GSoC'21: Introduction at Matplotlib
- 4 minsTable of Contents:
- About Me
- First Contributions
- Getting started with Matplotlib
- Learning throughout the process
- Where does GSoC fit?
- About the Project
The day of result, was a very, very long day.
With this small writeup, I intend to talk about everything before that day, my experiences, my journey, and the role of Matplotlib throughout!
About Me
I am a third-year undergraduate student currently pursuing a Dual Degree (B.Tech + M.Tech) in Information Technology at Indian Institute of Information Technology, Gwalior.
During my sophomore year, my interests started expanding in the domain of Machine Learning, where I learnt about various amazing open-source libraries like NumPy, SciPy, pandas, and Matplotlib! Gradually, in my third year, I explored the field of Computer Vision during my internship at a startup, where a big chunk of my work was to integrate their native C++ codebase to Android via JNI calls.
To actuate my learnings from the internship, I worked upon my own research along with a friend from my university. The paper was accepted in CoDS-COMAD’21 and is published at ACM Digital Library. (Link, if anyone’s interested)
During this period, I also picked up the knack for open-source and started glaring at various issues (and pull requests) in libraries, including OpenCV [contributions] and NumPy [contributions].
I quickly got involved in Matplotlib’s community; it was very welcoming and beginner-friendly.
Fun fact: Its dev call was the very first I attended with people from all around the world!
First Contributions
We all mess up, my very first PR to an organisation like OpenCV went horrible, till date, it looks like this:
In all honesty, I added a single commit with only a few lines of diff.
However, I pulled all the changes from upstream
master
to my working branch, whereas the PR was to be made on3.4
branch.
I’m sure I could’ve done tons of things to solve it, but at that time I couldn’t do anything - imagine the anxiety!
At this point when I look back at those fumbled PRs, I feel like they were important for my learning process.
Fun Fact: Because of one of these initial contributions, I got a shiny little badge [Mars 2020 Helicopter Contributor] on GitHub!
Getting started with Matplotlib
It was around initial weeks of November last year, I was scanning through Good First Issue
and New Feature
labels, I realised a pattern - most Mathtext related issues were unattended.
To make it simple, Mathtext is a part of Matplotlib which parses mathematical expressions and provides TeX-like outputs, for example:
I scanned the related source code to try to figure out how to solve those Mathtext issues. Eventually, with the help of maintainers reviewing the PRs and a lot of verbose discussions on GitHub issues/pull requests and on the Gitter channel, I was able to get my initial PRs merged!
Learning throughout the process
Most of us use libraries without understanding the underlining structure of them, which sometimes can cause downstream bugs!
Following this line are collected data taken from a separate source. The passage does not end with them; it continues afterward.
PR #95, opened 2020-01-22
Feature/books/id/borrow&return endpoints

StefanGajic:
We merged 2 branches together so we would avoid future conflicts and simplified it 

https://trello.com/c/3USQwytv/133-add-books-bookid-borrow-endpoint

https://trello.com/c/lbiToQRy/134-add-books-bookid-return-endpoint

### DIFF
--- a/handler/dto/loan.go
+++ b/handler/dto/loan.go
@@ -1,5 +1,7 @@
 package dto
 
+import "github.com/sfqi/library/domain/model"
+
 type LoanResponse struct {
 	ID            int    `json:"id"`
 	TransactionID string `json:"transaction_id"`
@@ -8,12 +10,12 @@ type LoanResponse struct {
 	Type          string `json:"loan_type"`
 }
 
-func CreateLoanResponse(id int, transactionID string, userID int, bookID int, loanType string) (*LoanResponse, error) {
+func CreateLoanResponse(l *model.Loan, loanType string) *LoanResponse {
 	return &LoanResponse{
-		ID:            id,
-		TransactionID: transactionID,
-		UserID:        userID,
-		BookID:        bookID,
+		ID:            l.ID,
+		TransactionID: l.TransactionID,
+		UserID:        l.UserID,
+		BookID:        l.BookID,
 		Type:          loanType,
-	}, nil
+	}
 }
--- a/handler/dto/loan.go
+++ b/handler/dto/loan.go
@@ -1,21 +1,9 @@
 package dto
 
-import "github.com/sfqi/library/domain/model"
-
 type LoanResponse struct {
 	ID            int    `json:"id"`
 	TransactionID string `json:"transaction_id"`
 	UserID        int    `json:"user_id"`
 	BookID        int    `json:"book_id"`
 	Type          string `json:"loan_type"`
-}
-
-func CreateLoanResponse(l *model.Loan, loanType string) *LoanResponse {
-	return &LoanResponse{
-		ID:            l.ID,
-		TransactionID: l.TransactionID,
-		UserID:        l.UserID,
-		BookID:        l.BookID,
-		Type:          loanType,
-	}
 }
--- a/handler/dto/loan.go
+++ b/handler/dto/loan.go
@@ -8,12 +8,12 @@ type LoanResponse struct {
 	Type          string `json:"loan_type"`
 }
 
-func CreateLoanResponse(id int, transactionID string, userID int, bookID int, loanType string) *LoanResponse {
+func CreateLoanResponse(id int, transactionID string, userID int, bookID int, loanType string) (*LoanResponse, error) {
 	return &LoanResponse{
 		ID:            id,
 		TransactionID: transactionID,
 		UserID:        userID,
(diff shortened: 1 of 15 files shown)


handler/dto/loan.go
```diff
@@ -8,12 +8,12 @@ type LoanResponse struct {
...
-func CreateLoanResponse(id int, transactionID string, userID int, bookID int, loanType string) *LoanResponse {
+func CreateLoanResponse(id int, transactionID string, userID int, bookID int, loanType string) (*LoanResponse, error) {
 	return &LoanResponse{
 		ID:            id,
 		TransactionID: transactionID,
 		UserID:        userID,
 		BookID:        bookID,
 		Type:          loanType,
-	}
+	}, nil
```
sfqi: do we need the error here?

handler/loanhandler.go
```diff
@@ -43,6 +56,42 @@ func (l *LoanHandler) FindLoansByBookID(w http.ResponseWriter, r *http.Request)
...
+		return newHTTPError(http.StatusInternalServerError, err)
+	}
+	w.Write([]byte("Loan successfully createad"))
+	return nil
+}
+
+func toLoanResponse(l *model.Loan) (*dto.LoanResponse, *HTTPError) {
+	loanType, err := l.PrintType()
+	if err != nil {
+		return nil, newHTTPError(http.StatusNotFound, err)
```
sfqi: why not found?

handler/loanhandler.go
```diff
@@ -43,6 +56,42 @@ func (l *LoanHandler) FindLoansByBookID(w http.ResponseWriter, r *http.Request)
...
+	}
+
+	loanResponse, err := dto.CreateLoanResponse(l.ID, l.TransactionID, l.UserID, l.BookID, loanType)
```
sfqi: could we just pass the loan model to this func (like in `toBookResponse`)?
also: we should have the same approach to creating responses for every model, whatever the approach is a func in `dto` or in a handler file

interactor/borrow_return.go
```diff
@@ -0,0 +1,43 @@
+package interactor
+
+import "github.com/sfqi/library/domain/model"
+
+type borrowReturn interface {
```
sfqi: I don't like this name :)

interactor/borrow_return.go
```diff
@@ -0,0 +1,43 @@
...
+	CreateLoan(*model.Loan) error
+}
+
+type BookLoan struct {
```
sfqi: What if we had `LoanReader` (with get & index methods) and `LoanWriter` (for create methods)?

handler/loanhandler.go
```diff
@@ -43,6 +56,43 @@ func (l *LoanHandler) FindLoansByBookID(w http.ResponseWriter, r *http.Request)
...
 }
 
-func toLoanResponse(b model.Loan) *dto.LoanResponse {
-	return dto.CreateLoanResponse(b.ID, b.TransactionID, b.UserID, b.BookID, b.PrintType())
+func (n *NewLoanHandler) BorrowBook(w http.ResponseWriter, r *http.Request) *HTTPError {
+	id, err := strconv.Atoi(mux.Vars(r)["id"])
+	if err != nil {
+		return newHTTPError(http.StatusNotFound, err)
+	}
+	err = n.Interactor.Borrow(10, id)
```
sfqi: what's `10`?
the user id should be submitted in the request

main.go
```diff
@@ -78,6 +81,9 @@ func main() {
 
 	//loans endpoints
 	s.Handle("/{id}/loans", handleFunc(loanHandler.FindLoansByBookID)).Methods("GET")
+	s.Handle("/{id}/borrow", handleFunc(newLoanHandler.BorrowBook)).Methods("GET")
```
sfqi: POST!

main.go
```diff
@@ -78,6 +81,9 @@ func main() {
...
+
+	s.Handle("/{id}/return", handleFunc(newLoanHandler.ReturnBook)).Methods("GET")
```
sfqi: POST!

handler/loanhandler.go
```diff
@@ -10,16 +10,25 @@ import (
...
 
-type loanInteractor interface {
+type loanReader interface {
 	FindByID(ID int) (*model.Loan, error)
 	FindAll() ([]*model.Loan, error)
 	FindByUserID(id int) ([]*model.Loan, error)
 	FindByBookID(id int) ([]*model.Loan, error)
 }
 
+type NewLoanHandler struct {
```
sfqi: `NewLoanHandler`? Come on

Since we have separate interactors for reading and writing loans, let's do the same for handlers. How about `ReadLoanHandler` and `WriteLoanHandler`?

handler/loanhandler.go
bokimilinkovic: it's temporarily there, because all user operations are on another branch. I am guessing we will also get userID by url params.

sfqi: mmm, leave it as is at the moment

While I was studying Matplotlib’s architecture, I figured that I could use the same ideology for one of my own projects!
Matplotlib uses a global dictionary-like object named as rcParams
, I used a smaller interface, similar to rcParams, in swi-ml - a small Python library I wrote, implementing a subset of ML algorithms, with a switchable backend.
Where does GSoC fit?
It was around January, I had a conversation with one of the maintainers (hey Antony!) about the long-list of issues with the current ways of handling texts/fonts in the library.
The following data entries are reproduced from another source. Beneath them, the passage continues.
PR #97, opened 2020-01-29
Changing field 'availale' depending on endpoint

bokimilinkovic:
https://trello.com/c/TscF6Er6/135-set-the-available-field-to-true-false-when-book-is-returned-borrowed

### DIFF
--- a/handler/loanhandler.go
+++ b/handler/loanhandler.go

After compiling them into an order, after few tweaks from maintainers, GSoC Idea-List for Matplotlib was born. And so did my journey of building a strong proposal!
About the Project
Proposal Link: Google Docs (will stay alive after GSoC), GSoC Website (not so sure)
Revisiting Text/Font Handling
The aim of the project is divided into 3 subgoals:
-
Font-Fallback: A redesigned text-first font interface - essentially parsing all family before rendering a “tofu”.
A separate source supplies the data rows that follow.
PR #99, opened 2020-02-04
All tests in handler are passing

StefanGajic:
https://trello.com/c/lmBQdE1S/137-fix-tests-in-handlers-which-are-not-passing

### DIFF
--- a/handler/bookhandler_test.go
+++ b/handler/bookhandler_test.go
@@ -105,7 +105,7 @@ func TestIndex(t *testing.T) {
 		handler := bookHandler.Index
 		httperror := handler(rr, req)
 
-		expectedResponse := "HTTP 500: Error finding books"
+		expectedResponse := "HTTP 500: Error finding books: "
 		assert.Equal(expectedResponse, httperror.Error())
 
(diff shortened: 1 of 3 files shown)


handler/bookhandler_test.go
```diff
@@ -105,7 +105,7 @@ func TestIndex(t *testing.T) {
 		handler := bookHandler.Index
 		httperror := handler(rr, req)
 
-		expectedResponse := "HTTP 500: Error finding books"
+		expectedResponse := "HTTP 500: Error finding books: "
```
sfqi: why is this happening now?
why do all errors end with `: `?

StefanGajic: I think it is because we added `:` 
I tried to remove colon but actual needs `:`  at the end

bokimilinkovic: this should be optional, if we have some additional context for error message

sfqi: If every error message ends with `: `, we should fix that. As in, they shouldn't all end with `: `

sfqi: Let's close this PR and deal with the issue properly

(similar to specifying font-family in CSS!)
-
Font Subsetting: Every exported PS/PDF would contain embedded glyphs subsetted from the whole font.
(imagine a plot with just a single letter “a”, would you like it if the PDF you exported from Matplotlib to embed the whole font file within it?)
-
Most mpl backends would use the unified TeX exporting mechanism
Mentors Thomas A Caswell, Antony Lee, Hannah.
Thanks a lot for spending time reading the blog! I’ll be back with my progress in subsequent posts.